Demandez-vous le baptême ?

Question étrange : si nous sommes là, pratiquants plus ou moins réguliers, c’est sans doute que nous sommes déjà baptisés. Nous avons pour la plupart reçu le baptême enfants, et même bébés. Mais si cela n’avait pas été le cas, le demanderions-nous maintenant, ce baptême ? Aurions-nous cette demande, cette attente ?

Jésus, nous l’avons rappelé la semaine dernière, a demandé à Jean le baptême. A l’âge adulte. Et cette année, dans la nuit de Pâques, huit catéchumènes adultes vont être baptisés à Issy-les-Moulineaux. Baptisés dans la mort et la résurrection du Christ.

« Catéchumènes »… Un mot ancien, longtemps oublié. Des adultes non-baptisés attirés par la foi chrétienne, mais aussi, par extension, des baptisés non catéchisés qui souhaitent recevoir le sacrement de Confirmation ou accéder à la pleine Communion. Ou encore, des «recommençants», c’est-à-dire des chrétiens qui s’étaient éloignés de la foi et qui souhaitent l’aide de la communauté pour la redécouvrir.

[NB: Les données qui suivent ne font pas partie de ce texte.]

PR #40614, opened 2026-08-11
feat(gateway): gate a plugin delivery before the plugin sees it

dvargasfuertes:
## Prompt / plan

> yes, the main thing is still outstanding — can you start working on it

First half of the rewiring: cross from gateway to plugin **once**, and do it **after** the gate.

### The ordering problem

A plugin route was forwarded to first and gated afterwards, because the normalized message came back on the plugin's reply. That order holds only while a plugin does nothing but normalize. The moment it acts on a delivery — runs an agent turn, sends something — everything the gate could have refused has already happened, and the gate becomes advisory.

So the gateway now reads the sender and the chat out of the **vendor's payload** itself, using the route's `inbound` declaration, which is what that declaration was built for (`ingress-inbound-vendors.test.ts` already proved both vendors are expressible). Verify → parse → gate → forward.

### Admission is enforced where the message lands

`handleInbound` enforces the `no_one` kill switch; the four **ranked** floors are compared against the sender's trust rank by whoever receives the message. For a built-in channel that is the runtime's admission stage. A plugin route no longer reaches the runtime, so the floor is enforced here — otherwise an unknown sender would arrive at a plugin under the default `trusted_contacts` policy, and a plugin is free to answer whoever reaches it.

Both halves of that comparison now live together in `packages/gateway-client`: `ADMISSION_FLOOR` was already there and `TRUST_CLASS_RANK` joins it, behind a shared `meetsAdmissionFloor(policy, trustClass)` that both enforcement points call. Keeping the rank table beside its use in the runtime was right while the runtime was its only reader; two copies is how a policy ends up with a floor in one table and no rank in the other.

An **absent trust verdict counts as `unknown`**, the least trusted class. Verdict resolution can fail, and reading a failure as "no constraint" would admit exactly the sender the floor exists to refuse.

### Shape

The gate is split out as `admitInbound`, returning the decision plus the verdict and the policy it resolved under. `handleInbound` is that call plus the runtime forward; the plugin route calls `admitInbound` and then forwards to the plugin, directly and in sequence. Nothing is injected into the pipeline.

The plugin receives the vendor's payload **verbatim** rather than the gateway's reading of it. Only the plugin knows which of its vendor's events a delivery is; the declaration covers just the handful of fields the gate needs.

### Outcomes

| delivery | behaviour |
|---|---|
| no sender in the payload (a probe, a receipt) | forwarded ungated — nothing to admit |
| matches the declaration only partly | refused 400 — forwarding it would hand the plugin a sender the gateway never checked |
| gate refuses, or sender below the floor | acknowledged, plugin never reached |
| admitted | claimed against redelivery, forwarded once |

## Test plan

- The gate, signature and verification tests pass untouched — the blast radius I wanted.
- Inbound tests rewritten to put the message in the vendor's request rather than the plugin's reply. Carrying the point of the change: `does not reach the plugin at all when the gate refuses`, `reaches the plugin exactly once, with the vendor's own payload`, `does not reach the plugin when the sender is below the admission floor`, `treats a missing verdict as the least trusted sender`. 56 pass in that file.
- Full gateway suite green (251 files). Assistant suite shows only its 7 known-pre-existing failures plus one timeout-under-load flake that passes in isolation. Typecheck, lint, prettier clean across gateway, assistant and the contract package.

## Known gaps, both deliberate

**1. Intercept replies have no transport.** The verification and invite intercepts produce `pendingReplyText`, and `deliverVerificationReply` POSTs it to a `replyCallbackUrl` that plugin channels do not have. A verification code sent to a plugin channel still has nowhere to go. This predates the change and wants a plugin-declared reply route.

**2. Echoes are not yet distinguishable, so no plugin manifest should declare vendor field paths against these routes yet.** Comms delivers our own outbound replies back to the same webhook (`message.sent`), and Photon does the same via `isFromMe`. The plugin filters those today, before the gateway sees them — but with the parse now gateway-side, an echo parses as a real message whose sender is whatever `from` names. The declaration cannot express "only when `direction` is inbound", and a value map without a `default` falls through to the raw value rather than yielding nothing, so it is not expressible with the current primitives either. Resolution is under discussion — most likely a narrow `when` predicate (field path → required value, ANDed) on the route's `inbound`, evaluated in the gateway and folded into the approval digest.

### DIFF
--- a/gateway/src/handlers/handle-inbound.ts
+++ b/gateway/src/handlers/handle-inbound.ts
@@ -63,6 +63,23 @@ export type HandleInboundOptions = {
    * result, and preserves the resolved verdict.
    */
   senderAuthenticated?: boolean;
+  /**
+   * Where an admitted message goes, when that is not the assistant runtime.
+   *
+   * The gate is everything above the forward: the kill switch, the trust
+   * verdict, identity canonicalization, the verification and invite
+   * intercepts. A channel that delivers its own messages still has to pass
+   * all of it, and the way to guarantee that is for it to change only the
+   * destination and share the rest of this function verbatim. A second
+   * pipeline that re-implemented the ordering would be free to drift, and the
+   * drift would be silent, since a gate that is skipped looks exactly like a
+   * gate that admitted.
+   *
+   * Receives the same payload the runtime would have, so a caller sees the
+   * normalized message plus the verdict on `sourceMetadata`, and answers with
+   * the same shape so the outcome reads identically either way.
+   */
+  deliver?: typeof forwardToRuntime;
 };
 
 function normalizeTransportHints(hints: string[] | undefined): string[] {
@@ -262,8 +279,12 @@ export async function handleInbound(
   const transportUxBrief = options?.transportMetadata?.uxBrief?.trim();
   const sourceChannelName = event.source.channelName?.trim();
 
+  // Everything above this point is the gate. `deliver` only changes where an
+  // admitted message goes, never whether it is admitted.
+  const deliver = options?.deliver ?? forwardToRuntime;
+
   try {
-    const response = await forwardToRuntime(
+    const response = await deliver(
       config,
       {
         sourceChannel: event.sourceChannel,
--- a/gateway/src/handlers/handle-inbound.ts
+++ b/gateway/src/handlers/handle-inbound.ts
@@ -1,4 +1,5 @@
 import {
+  type AdmissionPolicy,
   makeResolutionFailedVerdict,
   makeUnauthenticatedSenderVerdict,
   type SourceMetadata,
@@ -39,6 +40,24 @@ export type InboundResult = {
   rejectionReason?: string;
 };
 
+/**
+ * What the gate decided, and what an admitted message carries with it.
+ *
+ * `admissionPolicy` and `trustVerdict` are the two halves a caller needs to
+ * apply the ranked floor itself (see {@link admitInbound}); the runtime gets
+ * them stamped on `sourceMetadata` and does the same comparison there.
+ */
+export type InboundAdmission =
+  | { admitted: false; result: InboundResult }
+  | {
+      admitted: true;
+      routing: RouteResult;
+      trustVerdict: TrustVerdict | undefined;
+      /** Null on a channel exempt from the floor entirely. */
+      admissionPolicy: AdmissionPolicy | null;
+      displayName: string | undefined;
+    };
+
 export type TransportMetadataOverrides = {
   hints?: string[];
   uxBrief?: string;
@@ -63,23 +82,6 @@ export type HandleInboundOptions = {
    * result, and preserves the resolved verdict.
    */
   senderAuthenticated?: boolean;
-  /**
-   * Where an admitted message goes, when that is not the assistant runtime.
-   *
-   * The gate is everything above the forward: the kill switch, the trust
-   * verdict, identity canonicalization, the verification and invite
-   * intercepts. A channel that delivers its own messages still has to pass
-   * all of it, and the way to guarantee that is for it to change only the
-   * destination and share the rest of this function verbatim. A second
-   * pipeline that re-implemented the ordering would be free to drift, and the
-   * drift would be silent, since a gate that is skipped looks exactly like a
-   * gate that admitted.
-   *
-   * Receives the same payload the runtime would have, so a caller sees the
-   * normalized message plus the verdict on `sourceMetadata`, and answers with
-   * the same shape so the outcome reads identically either way.
-   */
-  deliver?: typeof forwardToRuntime;
 };
 
 function normalizeTransportHints(hints: string[] | undefined): string[] {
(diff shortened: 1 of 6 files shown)


gateway/src/http/routes/plugin-webhook.ts
```diff
@@ -283,113 +286,121 @@ export function createPluginWebhookHandler(deps: PluginWebhookHandlerDeps) {
...
-    return deliverPluginInbound({
+
+    return deliverGatedInbound({
       config,
       plugin,
       routePath: route.path,
       inbound,
-      response,
+      body: body.bytes,
+      forwardToPlugin,
```
dvargasfuertes: Let's just call the method directly instead of threading through as a method

gateway/src/handlers/handle-inbound.ts
```diff
@@ -63,6 +63,23 @@ export type HandleInboundOptions = {
...
+   * destination and share the rest of this function verbatim. A second
+   * pipeline that re-implemented the ordering would be free to drift, and the
+   * drift would be silent, since a gate that is skipped looks exactly like a
+   * gate that admitted.
+   *
+   * Receives the same payload the runtime would have, so a caller sees the
+   * normalized message plus the verdict on `sourceMetadata`, and answers with
+   * the same shape so the outcome reads identically either way.
+   */
+  deliver?: typeof forwardToRuntime;
```
dvargasfuertes: Why do we need to prop drill this in

gateway/src/http/routes/plugin-webhook.ts
```diff
@@ -283,113 +286,121 @@ export function createPluginWebhookHandler(deps: PluginWebhookHandlerDeps) {
...
     log.warn(
       { plugin, path: routePath },
-      "Plugin reply on an inbound route is not JSON",
+      "Plugin webhook payload is not JSON, forwarding ungated",
     );
-    return ack;
+    return forwardToPlugin();
   }
 
   const reading = readPluginInbound({
```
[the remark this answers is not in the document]
dvargasfuertes: Ignore this, plugin routes haven't been live yet

gateway/src/http/routes/plugin-webhook.ts
```diff
@@ -453,6 +461,23 @@ async function deliverPluginInbound(opts: {
       // arrived on is the difference between a provider misconfiguration and a
       // plugin bug.
       sourceMetadata: { plugin, ingressRoute: routePath },
+      deliver: async () => {
+        pluginResponse = await forwardToPlugin();
```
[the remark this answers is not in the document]
dvargasfuertes: Take a look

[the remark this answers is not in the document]
dvargasfuertes: Confirmed, and it was a hole rather than a nit. Fixed in 335e500d.

`gateway/AGENTS.md` states it directly: the gateway attaches the floor to `sourceMetadata` and **the runtime** emits `admitted` from `TRUST_CLASS_RANK[trustClass] >= ADMISSION_FLOOR[policy]`. `handleInbound` enforces only the `no_one` kill switch, so swapping the runtime for the plugin dropped the four ranked floors entirely. An unknown sender would have reached a plugin under the default `trusted_contacts` policy, and a plugin is free to answer whoever reaches it. The PR body claimed "everything that could refuse it already has"; that was wrong.

The floor is now enforced wherever the message actually lands. Both halves of the comparison moved into the contract package: `ADMISSION_FLOOR` was already there, `TRUST_CLASS_RANK` joins it, and `meetsAdmissionFloor(policy, trustClass)` is what both enforcement points call. The rank table's old comment said the two "are only ever read together, here, so they live next to their use" — true while the runtime was the only reader, and two copies is exactly how a policy ends up with a floor in one table and no rank in the other.

One case worth calling out: an absent trust verdict counts as `unknown`, the least trusted class. Verdict resolution can fail, and reading a failure as "no constraint" would admit precisely the sender the floor exists to refuse.

Covered by three tests: below the floor the plugin is never reached, clearing the floor forwards, and a missing verdict is denied.

---

gateway/src/http/routes/plugin-webhook.ts
dvargasfuertes: Done in 335e500d — the callback is gone.

The gate is split out as `admitInbound`, which returns the decision plus the trust verdict and the policy it resolved under. `handleInbound` is now that call plus the runtime forward, and the plugin route calls `admitInbound` and then `forwardToPlugin()` directly, in sequence, with no destination threaded anywhere.

This also turned out to be load-bearing rather than stylistic: the callback hid that admission was still owed downstream (the thread above). Returning the verdict instead of injecting a destination puts it in the caller's hands, which is what made the missing floor check obvious.

---

gateway/src/handlers/handle-inbound.ts
dvargasfuertes: Gone in 335e500d. The gate is split out as `admitInbound` and returns the decision plus the verdict and policy; nothing is injected into the pipeline any more, and the plugin route calls the gate and the forward directly.

Worth recording why the prop-drill was wrong rather than just ugly: injecting a destination let the call site look complete when it was not. Admission was still owed downstream, and the callback shape gave nowhere for that obligation to show up. Returning the verdict makes the caller hold it, which is what surfaced the missing floor check in the other thread.

---

dvargasfuertes: Both gone in 258b8c25, and I want to correct something I said in this thread earlier.

I replied that I had "renamed the existing one," which was true (`handleInboundImpl` on `main`, drilled into `deliverPluginInbound` the same way) but was an explanation dressed up as a defence. I carried a bad pattern forward rather than noticing it. `admitInboundImpl` is now gone: the route calls `admitInbound` directly, and the tests mock the module, which is what `resend-webhook.test.ts`, `mailgun-webhook.test.ts` and `trust-rules.suggest.test.ts` already do — and `scripts/test.sh` runs each file in its own process precisely so `mock.module` is safe here.

`forwardToPlugin` was mine and was the worse of the two: a closure built in the handler and threaded into the delivery helper. It is now a plain function over a `PluginForward` value, called directly at both sites. No callback crosses a boundary in this file any more.

`PluginWebhookHandlerDeps` is down to what the route actually depends on — `config`, `resolve`, `credentials`, `fetchImpl` — with no test seam left in a production type.

One thing the conversion turned up: with the gate recorder at module scope rather than per-harness, a test that builds two harnesses saw both sets of calls. Each `harness()` now clears it, since a fresh harness is a fresh scenario. 56 pass in the file, 251 files green across the gateway.

---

Les catéchumènes sont le signe d’une Eglise qui vit, qui inspire la foi en Jésus-Christ. Connaissons-les, intéressons-nous à eux, comprenons les étapes de leur parcours, notamment celles qui ont lieu au cours de nos messes : la cérémonie de l’entrée en catéchuménat, les « scrutins » du temps de Carême, le baptême au cours de la vigile pascale. 

Les catéchumènes ont besoin de nous. Besoin d’accompagnateurs, d’abord : chaque catéchumène (ou confirmand ou «recommençant») a un accompagnateur. Régulièrement, pendant des mois, ces chrétiens, ces baptisés comme vous et moi cheminent avec eux. 

Besoin d’accueil aussi, de la part de nous tous. Avant leur baptême,
mais aussi après, lorsqu’on les appelle « néophytes ». Accueil dans notre communauté, dans nos groupes, dans nos activités, pour que leur joie de nouveaux chrétiens trouve à s’épanouir et nous revigore.

Les catéchumènes adultes pourraient être bien plus nombreux, car nombreuses dans notre monde sont les personnes en recherche de sens à leur vie. C’est à nous d’être à l’écoute des attentes de foi. C’est à nous de reconnaître les demandes de foi chrétienne, même peu explicites, et de les accueillir, de les orienter.

Pour susciter ces demandes, soyons nous-mêmes des exemples de foi vivante, de foi enthousiaste. Comme si nous demandions le baptême.